I cannot express how torturous it is to witness someone you love, like my dad, drink themselves to potential death. My dad only has one kidney. He had a kidney transplant because his simultaneously failed when he was in his 30s, before all of this – before me.
Alcohol is a drug. It’s an addiction – it’s an illness.
You wouldn’t tell someone who is suicidal to stop being stupid. Or someone who is anorexic to just eat. So expecting an alcoholic to not drink because you say so is as misguided as expecting someone suffering from depression to just suddenly cheer up because the sun’s come out. There’s a stigma around alcoholism. In fact, alcoholism is so tainted it’s almost used as an adjective – as a joke.
I don’t have anything against alcohol. My mum, however, hasn’t drunk since he was diagnosed. Yet, despite all of the this and all the hurtful, spiteful, terrifying experiences she’s been through with this ‘monster’, she’s stayed by his side. Because the man who doesn’t drink and the ‘monster’ are not the same person, they just share the same body.
I’ll be 22 in June – almost 10 years since my dad was diagnosed. Ten years of hiding a major part of my life and a major part of who I am from people who deserve to know.
It shouldn’t have to be kept a secret.
It shouldn’t have to be hidden away.
It’s a part of who I am – whether I want it to be or not.
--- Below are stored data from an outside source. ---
PR #3723, opened 2021-08-04
Simplify Load Generator arguments

lalexgap:
Instead of using `ledgerRate` and `createLedgerDuration` arguments, the load-generator takes a `amountOfLedgerChannels`. 

CreateLedgerChannel steps will be scheduled in the first 5 seconds regardless of the duration. 

This makes the load-generator slightly more straightforward to use. I've also tried to clean up the argument descriptions so they're more understandable.


NiloCK (approved):
This looks good to me! Argument description updates are an improvement.

PR #3724, opened 2021-08-04
Fix Funding Typo

### LINKED ISSUE #3722: Node B said it was using direct funding when it should be using ledger funding

lalexgap:
Fixes #3722 
If the node wasn't assigned any create ledger steps it would log that direct funding was being used. We now check for the presence of a create ledger step for any serverId to avoid this.


packages/server-wallet/e2e-testing/wallet-load-node.ts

Forgiving is hard. Perhaps forgiveness isn’t what is required. You can’t forgive a person who will continually hurt you for the rest of their life or forgive someone who has hurt you for a decade.
But that’s old fashioned love. Working through each other’s problems and accepting their flaws just as you would praise their strengths. I never mentioned that my dad has depression, his son has epilepsy and his daughter has fought anxiety and anorexia. Sometimes one story leads to a series, which I guess is where ‘don’t judge a book by its cover’ comes from.
Alcoholism – and the perception of it – needs an overhaul. Not just for the alcoholics, but for their friends and families, too. In my eyes, they (we) are all survivors.
Children of Alcoholics Week has patrons including actor Sir Ben Kingsley, model Elle Macpherson, chef Marco Pierre White and former England football captain Tony Adams.
More than 50% of confirmed abuse reports and 75% of child deaths involve the use of alcohol or other drugs by a parent.
More than 1,170 people in the North West contacted NSPCC last year reporting substance misuse among adults with children present – a 23% rise since 2013-14.
Without an increase in support, statistics will only get worse.